Requirement » For every line in the records that has the word "looks", make a copy.

[Stored data]
PR #12079, opened 2022-11-04
Workaround groupby aggregate thrust::copy_if overflow

### LINKED ISSUE #12058: [BUG] size_type overflow in `cudf::groupby::detail::hash::extract_populated_keys`
We look to be overflowing `size_type` while in `extract_populated_keys`. The iterator on `rmm::device_uvector` is signed so I think we need to go to unsigned in order to be able to group by up to the 2B row limit. 

I believe the issue is actually when calling `populated_keys.resize` where the `std::distance` may be negative, but the stack trace I got (on a non-debug build) points at `copy_if`. Either way it definitely looks to be an issue triggered in this function.

```
ai.rapids.cudf.Rmm.initialize(0, null, 0)

// create a vector with 1.2B rows with distinct keys
val cvs = new scala.collection.mutable.ArrayBuffer[ai.rapids.cudf.ColumnVector]()
cvs += ai.rapids.cudf.ColumnVector.fromInts((0 until 1200000).toArray:_*)
(1 until 1000).foreach(ix => cvs += cvs(ix-1).add(ai.rapids.cudf.Scalar.fromInt(1200000)))
val concat = ai.rapids.cudf.ColumnVector.concatenate(cvs:_*)
cvs.foreach(_.close)
cvs.clear()

// group by count on column 0
val tbl = new ai.rapids.cudf.Table(concat)
val agg =tbl.groupBy(0).aggregate(ai.rapids.cudf.GroupByAggregation.sum().onColumn(0))
```

C++ repro:

```
#include <cudf/types.hpp>
#include <cudf/table/table.hpp>
#include <cudf/aggregation.hpp>
#include <cudf/groupby.hpp>

  auto values = thrust::make_counting_iterator(0);
  std::size_t num_rows = 1200000000L;
  auto columns = std::vector<std::unique_ptr<cudf::column>>();
  columns.push_back(cudf::make_fixed_width_column(cudf::data_type{cudf::type_id::INT32}, num_rows));
  thrust::copy(rmm::exec_policy(rmm::cuda_stream_default), values, values + num_rows, columns[0]->mutable_view().begin<uint32_t>());
  auto tbl = cudf::table(std::move(columns));

  cudf::groupby::groupby grouper(tbl, 
    cudf::null_policy::INCLUDE, 
    cudf::sorted::NO, 
    std::vector<cudf::order>{}, 
    std::vector<cudf::null_order>{});

  std::vector<cudf::groupby::aggregation_request> requests;
  std::vector<std::unique_ptr<cudf::groupby_aggregation>> aggs;
  aggs.push_back(cudf::make_sum_aggregation<cudf::groupby_aggregation>());
  requests.emplace_back(cudf::groupby::aggregation_request { tbl.get_column(0), std::move(aggs) });

  auto result = grouper.aggregate(requests);
}
```

Stack trace:

```
java.lang.OutOfMemoryError: Could not allocate native memory: std::bad_alloc: out_of_memory: std::bad_alloc: out_of_memory: CUDA error at: include/rmm/mr/device/cuda_memory_resource.hpp:70: cudaErrorMemoryAllocation out of memory. Attempted size: 18446744073696393216 attempted at: #0 in rmm::detail::stack_trace::stack_trace() from /tmp/cudf5256769593043486578.so
#1 in /tmp/cudf5256769593043486578.so(+0x1170e6a) [0x7f73c1cbfe6a]
#2 in int* thrust::cuda_cub::copy_if<thrust::detail::execute_with_allocator<rmm::mr::thrust_allocator<char>, thrust::cuda_cub::execute_on_stream_base>, thrust::transform_iterator<__nv_dl_wrapper_t<__nv_dl_tag<rmm::device_uvector<int> (*)(concurrent_unordered_map<int, int, cudf::experimental::row::hash::device_row_hasher<cudf::detail::MurmurHash3_32, cudf::nullate::DYNAMIC>, cudf::experimental::row::equality::device_row_comparator<cudf::nullate::DYNAMIC, cudf::experimental::row::equality::nan_equal_physical_equality_comparator>, default_allocator<thrust::pair<int, int> > > const&, int, rmm::cuda_stream_view), &cudf::groupby::detail::hash::(anonymous namespace)::extract_populated_keys, 1u>>, thrust::pair<int, int>*, thrust::use_default, thrust::use_default>, int*, __nv_dl_wrapper_t<__nv_dl_tag<rmm::device_uvector<int> (*)(concurrent_unordered_map<int, int, cudf::experimental::row::hash::device_row_hasher<cudf::detail::MurmurHash3_32, cudf::nullate::DYNAMIC>, cudf::experimental::row::equality::device_row_comparator<cudf::nullate::DYNAMIC, cudf::experimental::row::equality::nan_equal_physical_equality_comparator>, default_allocator<thrust::pair<int, int> > > const&, int, rmm::cuda_stream_view), &cudf::groupby::detail::hash::(anonymous namespace)::extract_populated_keys, 2u>, int> >(thrust::cuda_cub::execution_policy<thrust::detail::execute_with_allocator<rmm::mr::thrust_allocator<char>, thrust::cuda_cub::execute_on_stream_base> >&, thrust::transform_iterator<__nv_dl_wrapper_t<__nv_dl_tag<rmm::device_uvector<int> (*)(concurrent_unordered_map<int, int, cudf::experimental::row::hash::device_row_hasher<cudf::detail::MurmurHash3_32, cudf::nullate::DYNAMIC>, cudf::experimental::row::equality::device_row_comparator<cudf::nullate::DYNAMIC, cudf::experimental::row::equality::nan_equal_physical_equality_comparator>, default_allocator<thrust::pair<int, int> > > const&, int, rmm::cuda_stream_view), &cudf::groupby::detail::hash::(anonymous namespace)::extract_populated_keys, 1u>>, thrust::pair<int, int>*, thrust::use_default, thrust::use_default>, thrust::transform_iterator<__nv_dl_wrapper_t<__nv_dl_tag<rmm::device_uvector<int> (*)(concurrent_unordered_map<int, int, cudf::experimental::row::hash::device_row_hasher<cudf::detail::MurmurHash3_32, cudf::nullate::DYNAMIC>, cudf::experimental::row::equality::device_row_comparator<cudf::nullate::DYNAMIC, cudf::experimental::row::equality::nan_equal_physical_equality_comparator>, default_allocator<thrust::pair<int, int> > > const&, int, rmm::cuda_stream_view), &cudf::groupby::detail::hash::(anonymous namespace)::extract_populated_keys, 1u>>, thrust::pair<int, int>*, thrust::use_default, thrust::use_default>, int*, __nv_dl_wrapper_t<__nv_dl_tag<rmm::device_uvector<int> (*)(concurrent_unordered_map<int, int, cudf::experimental::row::hash::device_row_hasher<cudf::detail::MurmurHash3_32, cudf::nullate::DYNAMIC>, cudf::experimental::row::equality::device_row_comparator<cudf::nullate::DYNAMIC, cudf::experimental::row::equality::nan_equal_physical_equality_comparator>, default_allocator<thrust::pair<int, int> > > const&, int, rmm::cuda_stream_view), &cudf::groupby::detail::hash::(anonymous namespace)::extract_populated_keys, 2u>, int>) from /tmp/cudf5256769593043486578.so
#3 in cudf::groupby::detail::hash::(anonymous namespace)::extract_populated_keys(concurrent_unordered_map<int, int, cudf::experimental::row::hash::device_row_hasher<cudf::detail::MurmurHash3_32, cudf::nullate::DYNAMIC>, cudf::experimental::row::equality::device_row_comparator<cudf::nullate::DYNAMIC, cudf::experimental::row::equality::nan_equal_physical_equality_comparator>, default_allocator<thrust::pair<int, int> > > const&, int, rmm::cuda_stream_view) from /tmp/cudf5256769593043486578.so
#4 in cudf::groupby::detail::hash::(anonymous namespace)::groupby(cudf::table_view const&, cudf::host_span<cudf::groupby::aggregation_request const, 18446744073709551615ul>, cudf::detail::result_cache*, bool, cudf::null_policy, rmm::cuda_stream_view, rmm::mr::device_memory_resource*) from /tmp/cudf5256769593043486578.so
#5 in cudf::groupby::detail::hash::groupby(cudf::table_view const&, cudf::host_span<cudf::groupby::aggregation_request const, 18446744073709551615ul>, cudf::null_policy, rmm::cuda_stream_view, rmm::mr::device_memory_resource*) from /tmp/cudf5256769593043486578.so
#6 in cudf::groupby::groupby::dispatch_aggregation(cudf::host_span<cudf::groupby::aggregation_request const, 18446744073709551615ul>, rmm::cuda_stream_view, rmm::mr::device_memory_resource*) from /tmp/cudf5256769593043486578.so
#7 in cudf::groupby::groupby::aggregate(cudf::host_span<cudf::groupby::aggregation_request const, 18446744073709551615ul>, rmm::mr::device_memory_resource*) from /tmp/cudf5256769593043486578.so
#8 in Java_ai_rapids_cudf_Table_groupByAggregate from /tmp/cudf5256769593043486578.so
#9 in [0x7f796d017de7]

  at ai.rapids.cudf.Table.groupByAggregate(Native Method)
  at ai.rapids.cudf.Table.access$3000(Table.java:41)
  at ai.rapids.cudf.Table$GroupByOperation.aggregate(Table.java:3657)
  ... 47 elided
```

davidwendt:
## Description
Workaround for limitation in `thrust::copy_if` which fails if the input-iterator spans more than int-max.
The `thrust::copy_if` hardcodes the iterator distance type to be an int
https://github.com/NVIDIA/thrust/blob/dbd144ed543b60c4ff9d456edd19869e82fe8873/thrust/system/cuda/detail/copy_if.h#L699-L708

This calls the `copy_if` in chunks if the iterator can span greater than int-max.

Closes #12058 

## Checklist

### DIFF
--- a/cpp/src/groupby/hash/groupby.cu
+++ b/cpp/src/groupby/hash/groupby.cu
@@ -512,18 +512,29 @@ rmm::device_uvector<size_type> extract_populated_keys(map_type const& map,
 {
   rmm::device_uvector<size_type> populated_keys(num_keys, stream);
 
-  auto get_key    = [] __device__(auto const& element) { return element.first; };  // first = key
-  auto get_key_it = thrust::make_transform_iterator(map.data(), get_key);
-  auto key_used   = [unused = map.get_unused_key()] __device__(auto key) { return key != unused; };
+  auto get_key  = [] __device__(auto const& element) { return element.first; };  // first = key
+  auto key_itr  = thrust::make_transform_iterator(map.data(), get_key);
+  auto key_used = [unused = map.get_unused_key()] __device__(auto key) { return key != unused; };
 
-  auto end_it = thrust::copy_if(rmm::exec_policy(stream),
-                                get_key_it,
-                                get_key_it + map.capacity(),
-                                populated_keys.begin(),
-                                key_used);
+  // thrust::copy_if has a bug where it cannot iterate over int-max values
+  // so if map.capacity() > int-max we'll call thrust::copy_if in chunks instead
+  auto const map_size =
+    std::min(map.capacity(), static_cast<std::size_t>(std::numeric_limits<size_type>::max()));
+  auto key_end      = key_itr + map.capacity();
+  auto pop_keys_itr = populated_keys.begin();
 
-  populated_keys.resize(std::distance(populated_keys.begin(), end_it), stream);
+  std::size_t output_size = 0;
+  while (key_itr < key_end) {
+    auto copy_end = key_itr + map_size < key_end ? key_itr + map_size : key_end;
+    auto end_it =
+      thrust::copy_if(rmm::exec_policy(stream), key_itr, copy_end, pop_keys_itr, key_used);
+    auto copied = std::distance(pop_keys_itr, end_it);
+    pop_keys_itr += copied;
+    output_size += copied;
+    key_itr = copy_end;
+  }
 
+  populated_keys.resize(output_size, stream);
   return populated_keys;
 }
 


cpp/src/groupby/hash/groupby.cu
```diff
@@ -512,18 +512,29 @@ rmm::device_uvector<size_type> extract_populated_keys(map_type const& map,
...
-                                key_used);
-
-  populated_keys.resize(std::distance(populated_keys.begin(), end_it), stream);
+  auto get_key  = [] __device__(auto const& element) { return element.first; };  // first = key
+  auto key_itr  = thrust::make_transform_iterator(map.data(), get_key);
+  auto key_used = [unused = map.get_unused_key()] __device__(auto key) { return key != unused; };
+
+  // thrust::copy_if has a bug where it cannot iterate over int-max values
+  // so if map.capacity() > int-max we'll call thrust::copy_if in chunks instead
+  auto const map_size =
```
abellina, line 521: nit, could this be changed to something like "copy_size"? "map_size" seems to indicate that it is the size of the actual map.

davidwendt: It is the size of the map. We are iterating over the entire map to copy out the keys.

cpp/src/groupby/hash/groupby.cu
```diff
@@ -512,18 +512,29 @@ rmm::device_uvector<size_type> extract_populated_keys(map_type const& map,
...
-  auto end_it = thrust::copy_if(rmm::exec_policy(stream),
-                                get_key_it,
-                                get_key_it + map.capacity(),
-                                populated_keys.begin(),
-                                key_used);
-
-  populated_keys.resize(std::distance(populated_keys.begin(), end_it), stream);
+  auto get_key  = [] __device__(auto const& element) { return element.first; };  // first = key
+  auto key_itr  = thrust::make_transform_iterator(map.data(), get_key);
+  auto key_used = [unused = map.get_unused_key()] __device__(auto key) { return key != unused; };
```
ttnghia, line 517: `auto const` if possible.

cpp/src/groupby/hash/groupby.cu
```diff
@@ -512,18 +512,29 @@ rmm::device_uvector<size_type> extract_populated_keys(map_type const& map,
...
+  // thrust::copy_if has a bug where it cannot iterate over int-max values
+  // so if map.capacity() > int-max we'll call thrust::copy_if in chunks instead
+  auto const map_size =
+    std::min(map.capacity(), static_cast<std::size_t>(std::numeric_limits<size_type>::max()));
+  auto key_end      = key_itr + map.capacity();
+  auto pop_keys_itr = populated_keys.begin();
+
+  std::size_t output_size = 0;
+  while (key_itr < key_end) {
+    auto copy_end = key_itr + map_size < key_end ? key_itr + map_size : key_end;
```
ttnghia, line 528: I think we should not compare `<` for the iterator. Just `==` or `!=`, so we should use something like `thrust::distance(key_itr, key_end) > map_size`.

cpp/src/groupby/hash/groupby.cu
davidwendt: I'm waiting for @abellina to verify this works before putting this up for review.

cpp/src/groupby/hash/groupby.cu
abellina: I agree that this is the map size in the regular scenario, where `map.capacity()` is less than or equal to `std::numeric_limits<size_type>::max()`, but in the case where it is larger, it is the the chunk of the map we are going to copy, not the whole size.

abellina (approved):
This LGTM, I will be running this today (building things) but I do not think my run is a blocker.

abellina:
Update: I ran with this patch on an 80GB GPU, and while on the aggregate I see a `cudaErrorIllegalAddress`. I am in the precess of running under `compute-sanitizer`.

abellina:
OK, @davidwendt by itself this seems to be working fine in the 80GB gpu. I believe I am hitting a second issue that is not related to this one for the join that comes later. I see issues with `gather` that will have to be investigated separately. +1 still

cpp/src/groupby/hash/groupby.cu
```diff
@@ -512,18 +512,31 @@ rmm::device_uvector<size_type> extract_populated_keys(map_type const& map,
...
+  // thrust::copy_if has a bug where it cannot iterate over int-max values
+  // so if map.capacity() > int-max we'll call thrust::copy_if in chunks instead
+  auto const map_size =
+    std::min(map.capacity(), static_cast<std::size_t>(std::numeric_limits<size_type>::max()));
+  auto const key_end = key_itr + map.capacity();
+  auto pop_keys_itr  = populated_keys.begin();
+
+  std::size_t output_size = 0;
+  while (key_itr != key_end) {
+    auto const copy_end = static_cast<std::size_t>(std::distance(key_itr, key_end)) <= map_size
```
bdice, line 528: Does this need `thrust::distance` instead of `std::distance`? It looks like it is working on Thrust iterators but I don’t know if this matters.

bdice: Same for `copied` below.

bdice (commented):
Could this bug manifest in other places `thrust::copy_if` is called?

cpp/src/groupby/hash/groupby.cu
davidwendt: We prefer `std` in CPU code. I try to use `thrust::distance` only in device code. The `std::distance()` does work correctly here and since it does not need to call any device code.

PointKernel:
Do we have a test exercising this overflow issue?
This algorithm will be refactored by using cuco hash maps and `thrust::copy_if` may not be needed at all. I just want to make sure that we have tests covering this thus we won't reintroduce the same issue into the code during refactoring.

davidwendt:
> Do we have a test exercising this overflow issue? This algorithm will be refactored by using cuco hash maps and `thrust::copy_if` may not be needed at all. I just want to make sure that we have tests covering this thus we won't reintroduce the same issue into the code during refactoring.

A test would not be practical because it would require too much memory for the CI machines. Even with the fix, this runs out of memory on my 48GB GPU. This is really a thrust bug so I feel like the test should go there.

cpp/src/groupby/hash/groupby.cu
```diff
@@ -512,18 +512,31 @@ rmm::device_uvector<size_type> extract_populated_keys(map_type const& map,
...
-
-  populated_keys.resize(std::distance(populated_keys.begin(), end_it), stream);
+  auto get_key  = [] __device__(auto const& element) { return element.first; };  // first = key
+  auto key_itr  = thrust::make_transform_iterator(map.data(), get_key);
+  auto key_used = [unused = map.get_unused_key()] __device__(auto key) { return key != unused; };
+
+  // thrust::copy_if has a bug where it cannot iterate over int-max values
+  // so if map.capacity() > int-max we'll call thrust::copy_if in chunks instead
+  auto const map_size =
+    std::min(map.capacity(), static_cast<std::size_t>(std::numeric_limits<size_type>::max()));
```
robertmaynard, line 522: I would prefer this to be limits<int> instead as that makes very clear what our max value would be

cpp/src/groupby/hash/groupby.cu
robertmaynard: I agree that the name should coney this is the max length we can pass to thrust::copy_if

robertmaynard (approved):

cpp/src/groupby/hash/groupby.cu
ttnghia: Remind again for this.

davidwendt:
@gpucibot merge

Answer for this exercise »
I believe the issue is actually when calling `populated_keys.resize` where the `std::distance` may be negative, but the stack trace I got (on a non-debug build) points at `copy_if`. Either way it definitely looks to be an issue triggered in this function.
bdice, line 528: Does this need `thrust::distance` instead of `std::distance`? It looks like it is working on Thrust iterators but I don’t know if this matters.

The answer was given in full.